De librettist handhaafde in elke cantatetekst de eerste en laatste strofe van het lied, waarbij Bach het openingskoor telkens een karakteristieke bewerking gaf en de laatste strofe van het lied voorzag van een eenvoudige vierstemmige zetting van de vertrouwde melodie als slotkoraal van de cantate. De tussenliggende strofen van het lied bewerkte hij tot recitatieven en aria’s. De teksten daarvan zijn door de tekstdichter zo herschreven dat de soms zeer compacte, rijmende poëzie van het lied grammaticaal werd herschikt om de inhoud begrijpelijker te maken. Bovendien gaf dit Bach meer ruimte voor muzikale expressie van barokke thema’s als strijd, duivel en hel, maar ook om te benadrukken hoe troost te vinden is in het geloof.

[2] De koraalcantatecyclus bestaat, naast het Loflied van Maria, uit 22 cantates met een lied uit de 16e eeuw, waarvan 12 uit de begintijd van de Reformatie, en een groep van 17 cantates met een lied uit de 17e eeuw, waarvan 8 uit de eerste helft en 9 uit de tweede helft van de eeuw.

Trends in Bach-onderzoek

Eerder onderzoek van de koraalcantates richtte zich onder meer op de vaak zeer beperkte relatie met de Bijbellezing van de betreffende zondag, de vraag welke liedbundel de bron van de liedteksten was en of er verband was met het zondagslied of bepaalde liedpreken.[3] Uiteraard speurde men zeer intensief naar de mogelijke tekstdichter van de koraalcantates, die in tegenstelling tot de andere cantates van Bach, nog steeds niet bekend is.[4] Ook is de jaargang koraalcantates herhaaldelijk onderzocht in de context van ontwikkelingen binnen de kerkmuziek. Het evangeliemotet in het Duits bestond immers al, evenals het concept van het Geistliches Konzert van Buxtehude. De werkwijze waarbij een compleet lied ‘per omnes verses’ tot cantate werd bewerkt werd al toegepast door Ludwig Senfl (1486-1542/43) en ook Thomascantoren Sebastian Knüpfer (1633-1676) en Johann Schelle (1648-1701) schreven dit type koraalcantates. Schelle maakte in Leipzig een reeks bewerkingen van liederen die Johann Benedikt Carpzov (1639-1699) in een jaargang liedpreken had behandeld. Aan het einde van de 17e eeuw ontwikkelde de cantatevorm zich tot een motet met aria’s en koordelen, waaruit na 1700 de cantate ontstond. Dichter-theoloog Erdmann Neumeister (1671-1756) ontwierp het concept voor de 18e-eeuwse cantate, waarin hij gebruik maakte van aria’s en recitatieven, in die tijd zeer populaire muzikale elementen uit de opera.

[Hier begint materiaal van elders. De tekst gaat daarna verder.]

PR #536, opened 2024-10-20
Fix stubs to use FQCN in Phpdoc

### LINKED ISSUE #533: Issues with stubs
I have several case where generated stubs are invalid:

- the `CompletionInput` phpdoc for the [AsArgument 's contructor argument](https://github.com/jolicode/castor/blob/main/src/Attribute/AsArgument.php#L12) is included in the stub without the FQCN, resulting in static analyses complaining the class `\Castor\Attribute\CompletionInput` is missing
- The class `\Castor\Console\Command\TaskCommand` is missing in the stub, but used in some definitions (`TaskCommandFactory`, `BeforeExecuteTaskEvent`, etc)

pyrech:
Fix #533 

### Fix phpdoc to use FQCN

Here is a diff of before/after this PR for a stub generated for my project :

[diff.txt](https://github.com/user-attachments/files/17464343/diff.txt)

Note : the CS change in the above diff is due to the upgrade of nikic/php-parser that now print prettier than before.

### Some cleaning

Also removed private methods/props/const from stubs and marked some more classes as internal to not include them in stubs.

### Added some internal classes in stubs

Added Application and TaskCommand classes to the stubs


pyrech:
I don't know how to fix the second point of https://github.com/jolicode/castor/issues/533. We currently have `Application` and `TaskCommand` that are referenced from "userland code" (like `AfterBootEvent`, `task()`, etc). But both these classes are marked as `internal` thus not exposed in the stubs.

Should we remove the `@internal tag ? Or should we add special cases for some classes that we would force to be present in the stubs ?

lyrixx:
We could leverage [this map](https://github.com/jolicode/castor/blob/main/src/Stub/StubsGenerator.php#L62-L63)?

pyrech:
Yes, this is what I had in mind if we go for the second option 👍

lyrixx:
Top, go for it :+1:

pyrech:
> We could leverage [this map](https://github.com/jolicode/castor/blob/main/src/Stub/StubsGenerator.php#L62-L63)?

In fact, no we can't. The same traverser and node visitor is used to generate stubs for those classes, so even when adding some classes, there are still ignored by the node visitor if internal :face_holding_back_tears:

lyrixx (approved):
Top 👍🏼

PR #545, opened 2024-10-26
fixed a deprecation in the open() function

xavierlacot:
Avoid a deprecation notice when using `open()`


lyrixx (approved):
Good catch. Thanks

PR #548, opened 2024-10-29
    composer: block symfony/config v6.4.13 since it does not work

lyrixx:
see https://github.com/symfony/symfony/commit/1866ba298942e835ac1f8214f2ee4d036a9f57b7#diff-d08f24bd2c3ea5b2215dc3e17072095e89f6f7b05ce634022e5ced0c8d648ac0L87 ; it does not work in a phar

### DIFF
--- a/composer.json
+++ b/composer.json
@@ -60,6 +60,7 @@
         "symfony/yaml": "^6.4.12"
     },
     "conflict": {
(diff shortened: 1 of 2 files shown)


pyrech (approved):
:pleading_face:

PR #551, opened 2024-10-30
Fix broken stubs because of the missing GetRawTokenTrait definition

iNem0o:
Hello ! 

The generated stubs broke my phpstan pipeline with last update because of the GetRawTokenTrait definition missing.

The `GetRawTokenTrait` is marked as `@internal` but is required for the proper functioning of the generated stubs. Currently, it is excluded from generation because:
- The `NodeVisitor` condition only checks for `instanceof Node\Stmt\Class_`, excluding traits
- The trait is not listed in the `INTERNAL_CLASSES_FORCED` list


pyrech (approved):
Good catch, thanks

PR #554, opened 2024-11-01
Fix deprecated run() usage in SshRunner

iNem0o:
Hello

The SshRunner is triggering a `Since jolicode/castor 0.18: The "quiet" argument is deprecated, use the "Context" object instead.`  deprecation when used.

Here is the code migrated to the context() syntax


lyrixx (approved):
good catch. Thanks

PR #118, opened 2017-01-22
[RFC] Tentative solution for the delay problem

Fabien-Chouteau:
The idea here is that some piece of code is holds an access to an object
(Delay_Provider) that provides delay for the entire library.

The main drawback of course is that someone has to set the
Delay_Provider, in this patch I do it in the elaboration of the board
packages.

I'm not very convince myself about this solution but I though I'd try
and share it.

### DIFF
--- a/boards/OpenMV2/src/openmv-lcd_shield.adb
+++ b/boards/OpenMV2/src/openmv-lcd_shield.adb
@@ -33,7 +33,6 @@ with STM32.GPIO;
 with STM32.Device;
 with OpenMV;
 with ST7735R; use ST7735R;
-with Ravenscar_Time;
 
 package body OpenMV.LCD_Shield is
 
@@ -45,8 +44,7 @@ package body OpenMV.LCD_Shield is
    LCD_Driver : ST7735R.ST7735R_Device (Shield_SPI'Access,
                                         LCD_CS'Access,
                                         LCD_RS'Access,
-                                        LCD_RST'Access,
-                                        Ravenscar_Time.Delays);
+                                        LCD_RST'Access);
    Is_Initialized : Boolean := False;
 
    -----------------
--- a/boards/OpenMV2/src/openmv.adb
+++ b/boards/OpenMV2/src/openmv.adb
@@ -30,6 +30,8 @@
 ------------------------------------------------------------------------------
 
 with HAL.SPI;
+with HAL.Time;
+with Ravenscar_Time;
 
 package body OpenMV is
 
@@ -175,4 +177,6 @@ package body OpenMV is
    function Get_Shield_USART return not null HAL.UART.Any_UART_Port is
       (USART_3'Access);
 
+begin
+   HAL.Time.Set_Global_Delay_Provider (Ravenscar_Time.Delay_Provider);
 end OpenMV;
--- a/boards/crazyflie/src/stm32-board.adb
+++ b/boards/crazyflie/src/stm32-board.adb
@@ -41,6 +41,9 @@
 --   COPYRIGHT(c) 2014 STMicroelectronics                                   --
 ------------------------------------------------------------------------------
 
+with HAL.Time;
+with Ravenscar_Time;
+
 package body STM32.Board is
 
    -------------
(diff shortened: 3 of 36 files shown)


pat-rogers:
On 1/22/2017 4:36 AM, Fabien Chouteau wrote:
> The idea here is that some piece of code is holds an access to an object
> (Delay_Provider) that provides delay for the entire library.
>
> The main drawback of course is that someone has to set the
> Delay_Provider, in this patch I do it in the elaboration of the board
> packages.
>
> I'm not very convince myself about this solution but I though I'd try
> and share it.

Removing the issue from the client API is definitely very important and 
worthwhile, but I think you are right to be skeptical of this specific 
approach. It feels more complicated and "heavier" than necessary.

In particular, since the issue is driven ultimately by what runtime 
library is selected, I think a solution based on that selection can make 
sense. So I still think it is easiest and cleanest to have a single 
common package spec with multiple package bodies, each body reflecting 
the runtime library in place. Then we can use the RTS scenario variable 
to select the package body matching that kind of runtime. This approach 
would not address the fact that the ZFP runtimes don't have support for 
the obvious implementation using Ada.Real_Time. But then neither does 
any other approach suggested so far.

I didn't actually implement the above and propose it in a pull request 
because it is a lot of work and I wanted to discuss it first, but I am 
willing to do it.

pat-rogers:
Whether we use an existing scenario var or some other mechanism, the 
overall approach of using a specific package body for a common spec 
seems right to me.  We would need to address how to select a board- or 
family-specific package body, since they will not be as shared as the 
ravenscar-* runtimes, but I think it is doable. The trick is to share 
the body as much as possible, but not how to provide it at all. At worst 
each app project would have to provide it explicitly in their sources.

Fabien-Chouteau:
Maybe use Ada/Ravenscar when possible (native/full/sfp) and rely on something like presented in this patch for zfp.

pat-rogers:
With the DWT support I have a delay facility that can be used with ZFP and is defined by ARM so is not vendor-specific.  It samples the cycle counter in the DWT to busy-wait until the required number of cycles has passed. So I think we should have a shared package spec and two versions of the package body, one for ZFP and one for the Ravenscar-* runtimes. The package body would be selected based on the run-time, perhaps by a scenario var but maybe lower level than that.

Fabien-Chouteau:
> With the DWT support I have a delay facility that can be used with ZFP and is defined by ARM so is not vendor-specific. It samples the cycle counter in the DWT to busy-wait until the required number of cycles has passed. 

Interesting. Can we use a "Wait For Interrupt" instruction to put the CPU in sleep?

> So I think we should have a shared package spec and two versions of the package body, one for ZFP and one for the Ravenscar-* runtimes. 

Another question is where to put that package? Note that we will also have to provide one for the RISC-V as well.

> The package body would be selected based on the run-time, perhaps by a scenario var but maybe lower level than that.

We already have a variable to run-time profile so we can use that. The problem is that it's not possible to fix a range of values for a scenario variable. So for instance on the MicroBit, users will get an somewhat obscure compile error if they compile with the wrong RTS profile value.

pat-rogers:
On 3/3/2017 12:11 PM, Fabien Chouteau wrote:
>     With the DWT support I have a delay facility that can be used with
>     ZFP and is defined by ARM so is not vendor-specific. It samples the
>     cycle counter in the DWT to busy-wait until the required number of
>     cycles has passed.
>
> Interesting. Can we use a "Wait For Interrupt" instruction to put the
> CPU in sleep?

I don't think so (but could be wrong), because the loop successively 
samples the cycle counter to compare it to the target count representing 
the elapsed time requested.

>
>     So I think we should have a shared package spec and two versions of
>     the package body, one for ZFP and one for the Ravenscar-* runtimes.
>
> Another question is where to put that package? Note that we will also
> have to provide one for the RISC-V as well.

I'm not sure where to put them.  TBD.

>     The package body would be selected based on the run-time, perhaps by
>     a scenario var but maybe lower level than that.
>
> We already have a variable to run-time profile so we can use that. The
> problem is that it's not possible to fix a range of values for a
> scenario variable. So for instance on the MicroBit, users will get an
> somewhat obscure compile error if they compile with the wrong RTS
> profile value.

Mumble...

PR #120, opened 2017-01-27
Docs: Typo in design.md

Fabien-Chouteau:


Fabien-Chouteau:
> Shouldn't "Component" be plural, ie "the Components library"?

You're right, that's how the directory and project file are named.

PR #123, opened 2017-02-01
Stmpe1600

lambourg:
This pull request adds support for STMPE1600, and also changes the I2C_Data type definition to make it a subtype of Byte_Array.

### DIFF
--- a/components/src/io_expander/stmpe1600/stmpe1600.adb
+++ b/components/src/io_expander/stmpe1600/stmpe1600.adb
@@ -1,6 +1,6 @@
 ------------------------------------------------------------------------------
 --                                                                          --
---                    Copyright (C) 2017, AdaCore                           --
+--                     Copyright (C) 2017, AdaCore                          --
 --                                                                          --
 --  Redistribution and use in source and binary forms, with or without      --
 --  modification, are permitted provided that the following conditions are  --
@@ -11,7 +11,7 @@
 --        notice, this list of conditions and the following disclaimer in   --
 --        the documentation and/or other materials provided with the        --
 --        distribution.                                                     --
---     3. Neither the name of STMicroelectronics nor the names of its       --
+--     3. Neither the name of the copyright holder nor the names of its     --
 --        contributors may be used to endorse or promote products derived   --
 --        from this software without specific prior written permission.     --
 --                                                                          --
@@ -86,11 +86,11 @@ package body STMPE1600 is
       Status := S = HAL.I2C.Ok;
    end Write;
 
-   ---------------
-   -- Configure --
-   ---------------
+   --------------
+   -- Check_Id --
+   --------------
 
-   procedure Configure
+   procedure Check_Id
      (This   : in out STMPE1600_Expander;
       Status : out Boolean)
    is
@@ -103,7 +103,7 @@ package body STMPE1600 is
       then
          Status := False;
       end if;
-   end Configure;
+   end Check_Id;
 
    --------------------------
    -- Set_Interrupt_Enable --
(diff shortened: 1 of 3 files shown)


Fabien-Chouteau:
> I would comment about functions named Get_* ... :-)

Yes, we're removing them. Please do not introduce new ones.

components/src/io_expander/stmpe1600/stmpe1600.adb
```diff
@@ -0,0 +1,338 @@
...
+--  Redistribution and use in source and binary forms, with or without      --
+--  modification, are permitted provided that the following conditions are  --
+--  met:                                                                    --
+--     1. Redistributions of source code must retain the above copyright    --
+--        notice, this list of conditions and the following disclaimer.     --
+--     2. Redistributions in binary form must reproduce the above copyright --
+--        notice, this list of conditions and the following disclaimer in   --
+--        the documentation and/or other materials provided with the        --
+--        distribution.                                                     --
+--     3. Neither the name of STMicroelectronics nor the names of its       --
```
Fabien-Chouteau: If this is not derived from an STM file, please use the header like in https://github.com/AdaCore/Ada_Drivers_Library/blob/master/components/src/io_expander/MCP23xxx/mcp23x08.ads.

lambourg:
functions are now renamed

components/src/io_expander/stmpe1600/stmpe1600.adb
```diff
@@ -0,0 +1,338 @@
...
+         S);
+
+      Status := S = HAL.I2C.Ok;
+   end Write;
+
+   ---------------
+   -- Configure --
+   ---------------
+
+   procedure Configure
```
Fabien-Chouteau: The name configure seems misleading, this is only checking the device ID.

components/src/io_expander/stmpe1600/stmpe1600.ads
```diff
@@ -0,0 +1,178 @@
...
+      Pin       : STMPE1600_Pin_Number;
+      Direction : Pin_Direction);
+
+   procedure Set_Pin_Polarity_Inversion
+     (This            : STMPE1600_Expander;
+      Pin             : STMPE1600_Pin_Number;
+      Inversion_State : Boolean);
+   --  Enables or disables the polarity inversion of the given input pin
+
+   type STMPE1600_Pin
```
Fabien-Chouteau: This type doesn't have to be public. See https://github.com/AdaCore/Ada_Drivers_Library/blob/master/components/src/io_expander/MCP23xxx/mcp23x08.ads

lambourg: I don't understand why making this type private? This makes the use of the HAL.GPIO interface useless (e.g. the ability to pass pins to a specific component, without having the explicit board definition).

In my case, this would break the implementation of the VL53L0x driver for example, as it needs access to the reset pin of the sensor, and I don't want to have it depending on a specific gpio expander.

components/src/io_expander/stmpe1600/stmpe1600.adb
lambourg: Renamed to Check_Id

components/src/io_expander/stmpe1600/stmpe1600.adb
lambourg: Done

components/src/io_expander/stmpe1600/stmpe1600.ads
Fabien-Chouteau: > I don't understand why making this type private? This makes the use of the HAL.GPIO interface useless (e.g. the ability to pass pins to a specific component, without having the explicit board definition).
 

As I said in my comment, please have a look at the MCP23x08. There's a function that returns the HAL GPIO_Point corresponding to a given pin on the expender. It's much simpler for the users and the type stays private.

> In my case, this would break the implementation of the VL53L0x driver for example, as it needs access to the reset pin of the sensor, and I don't want to have it depending on a specific gpio expander.

I would never suggest something like that.

lambourg: Ok, I missed the function when I first had a look.

This is now implemented.

PR #124, opened 2017-02-01
Correct scan mode enabling in configure routines

pat-rogers:
Also ensures consistent external trigger and enabler in subsequent calls; minor simplifications


Fabien-Chouteau:
There's something strange with the pull request. Can you try to do a pull --rebase and then push the branch again?

pat-rogers:
On 2/1/2017 10:06 AM, Fabien Chouteau wrote:
> There's something strange with the pull request. Can you try to do a pull --rebase and then push the branch again?

OK, just did  and pushed (a new branch).

Fabien-Chouteau:
These "merge" commits probably come when you do a pull without the --rebase option. I don't think it will cause a problem but if we can get rid of them that would be better.

pat-rogers:
On 2/1/2017 10:21 AM, Fabien Chouteau wrote:
> These "merge" commits probably come when you do a pull without the --rebase option. I don't think it will cause a problem but if we can get rid of them that would be better.

I'm using TortoiseGit to do most things, including the pull (because it 
is convenient) and can enable the "Rebase after fetch" option when doing so.

Fabien-Chouteau:
It looks like it doesn't work how it's supposed to.

For the next time, can you try to add this to your config file:

`[branch]
  autosetuprebase = always`

or
`$ git config --global branch.autosetuprebase always`

pat-rogers:
On 2/1/2017 11:17 AM, Fabien Chouteau wrote:
> It looks like it doesn't work how it's supposed to.
>
> For the next time, can you try to add this to your config file:
>
> `[branch]
>   autosetuprebase = always`
>
> or
> `$ git config --global branch.autosetuprebase always`

Done (the latter).

PR #128, opened 2017-02-02
GPIO: mode and pull control

Fabien-Chouteau:
Add primitives to control the mode (input/output) and pull resistors of GPIO points.


Fabien-Chouteau:
> Seems like the name GPIO_Pull should have the term "Resistor" in there somewhere, to reflect the domain terminology.

I agree and I updated fixed it.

De waardering van de collectie oude protestantse kerkliederen in de tijd van Bach was echter nog nauwelijks onderzocht. In mijn promotieonderzoek benaderde ik de koraalcantates vanuit een ander perspectief, namelijk vanuit de theologische opvattingen over troost in de tijd van Luther en van Bach.[5] Via Luthers geschriften bracht ik eerst zijn visie op troost in kaart en bestudeerde vervolgens hoe hij dat ook in zijn liederen uit 1524 heeft verwoord. Vervolgens heb ik de omgang met het 16e-eeuwse kerklied in de tijd van Bach onderzocht en stuitte daarbij op zeer relevante bronnen, die nog niet eerder in relatie tot Bachs koraalcantates uitvoerig zijn onderzocht. Aan het begin van de 18e eeuw ontstonden namelijk intensieve discussies onder theologen over de waarde van het protestantse kerklied zoals dat vanaf 1524 was ontstaan.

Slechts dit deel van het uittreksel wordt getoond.